▶ Problem to solve: For each line below with the word "input", write out a copy.

[Records for the exercise — start]

PR #7573, opened 2024-06-01
feat(order): cancel fulfillment

carlos-r-l-rodrigues:


packages/modules/order/src/utils/actions/cancel-item-fulfillment.ts
```diff
@@ -0,0 +1,74 @@
...
+          "Reference ID is required."
+        )
+      }
+
+      const existing = currentOrder.items.find((item) => item.id === refId)
+
+      if (!existing) {
+        throw new MedusaError(
+          MedusaError.Types.INVALID_DATA,
+          `Reference ID "${refId}" not found.`
```
olivermrbl: thought(non-blocking): Would it make sense to say `Item ID ${refId} not found`?

packages/medusa/src/api/admin/orders/[id]/fulfillments/[fulfillment_id]/cancel/route.ts
```diff
@@ -6,16 +7,29 @@ import {
...
 
   const variables = { id: req.params.id }
 
-  // TODO: Workflow to cancel fulfillment + adjust inventory
+  const input = {
+    ...req.validatedBody,
+    order_id: req.params.id,
+  }
+
+  const { errors } = await cancelOrderFulfillmentWorkflow(req.scope).run({
```
Comment (olivermrbl) [inline packages/medusa/src/api/admin/orders/[id]/fulfillments/[fulfillment_id]/cancel/route.ts:25]: thought(non-blocking): I guess we could have a single Fulfillment Rest API and then depending on the input, run different workflows.

What I mean is, in the case of canceling a fulfillment, we could have:
```
POST /admin/fulfillments/:id/cancel
```

And then have mutually exclusive properties for each of the entities, that can be associated with a fulfillment, i.e. `order_id`, `exchange_id`, etc.

It would eliminate a few endpoints at the cost of having to do some work in the route to call the correct workflow. I am not sure what is best, but thought I'd share the idea.

packages/medusa/src/api/admin/orders/[id]/fulfillments/[fulfillment_id]/cancel/route.ts
```diff
@@ -6,16 +7,29 @@ import {
...
+    input,
+    throwOnError: false,
+  })
+
+  if (Array.isArray(errors) && errors[0]) {
```
Comment (olivermrbl) [inline packages/medusa/src/api/admin/orders/[id]/fulfillments/[fulfillment_id]/cancel/route.ts:30]: Do we need this anymore?

packages/medusa/src/api/admin/orders/validators.ts
```diff
@@ -79,3 +79,12 @@ export const AdminOrderCreateShipment = z.object({
 export type AdminOrderCreateShipmentType = z.infer<
   typeof AdminOrderCreateShipment
 >
+
+export const AdminOrderCancelFulfillment = z.object({
```
olivermrbl, line 83: The reason I suggested the single Fulfillment Rest API is that I guess this payload will be the same across all separate cancel fulfillment APIs.

packages/core/core-flows/src/order/workflows/cancel-order-fulfillment.ts
```diff
@@ -0,0 +1,140 @@
...
+import { useRemoteQueryStep } from "../../common"
+import { cancelFulfillmentWorkflow } from "../../fulfillment"
+import { adjustInventoryLevelsStep } from "../../inventory"
+import { cancelOrderFulfillmentStep } from "../steps/cancel-fulfillment"
+import {
+  throwIfItemsDoesNotExistsInOrder,
+  throwIfOrderIsCancelled,
+} from "../utils/order-validation"
+
+const validateOrder = createStep(
```
olivermrbl, line 19: Are we checking if the items in the fulfillment has been shipped? Those cannot be canceled.

olivermrbl (commented):
Nice, I left a few comments here and there, but otherwise LGTM

packages/modules/order/src/utils/actions/cancel-item-fulfillment.ts
carlos-r-l-rodrigues: ~~In this case no much, because the engine is generic.
But we should never see this message working with the module methods.~~

it does makes sense actually.

packages/medusa/src/api/admin/orders/[id]/fulfillments/[fulfillment_id]/cancel/route.ts
Comment (carlos-r-l-rodrigues) [reply packages/medusa/src/api/admin/orders/[id]/fulfillments/[fulfillment_id]/cancel/route.ts:25]: I see. The create would also behave the same? which is the current problem you caught. admin is not calling `orders/:id/fulfillment` to create it

packages/medusa/src/api/admin/orders/[id]/fulfillments/[fulfillment_id]/cancel/route.ts
Comment (carlos-r-l-rodrigues) [reply packages/medusa/src/api/admin/orders/[id]/fulfillments/[fulfillment_id]/cancel/route.ts:30]: nope. I will remove it

packages/core/core-flows/src/order/workflows/cancel-order-fulfillment.ts
carlos-r-l-rodrigues: Oh, I removed it by mistake... good catch.

packages/medusa/src/api/admin/orders/[id]/fulfillments/[fulfillment_id]/cancel/route.ts
Comment (olivermrbl) [reply packages/medusa/src/api/admin/orders/[id]/fulfillments/[fulfillment_id]/cancel/route.ts:25]: Yeah, I think we should be able to have one fulfillment Rest API for all operations. But we would still need to switch on the resource ID in the right and call the correct workflow, e.g. `createOrderFulfillmentWorkflow`, etc.

Comment (olivermrbl) [reply packages/medusa/src/api/admin/orders/[id]/fulfillments/[fulfillment_id]/cancel/route.ts:25]: Not necessarily something we have to do now. We can do it in a later PR.

olivermrbl (approved):
LGTM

[Records for the exercise — finish]

▶ Exercise output:
+  const input = {
Comment (olivermrbl) [inline packages/medusa/src/api/admin/orders/[id]/fulfillments/[fulfillment_id]/cancel/route.ts:25]: thought(non-blocking): I guess we could have a single Fulfillment Rest API and then depending on the input, run different workflows.
+    input,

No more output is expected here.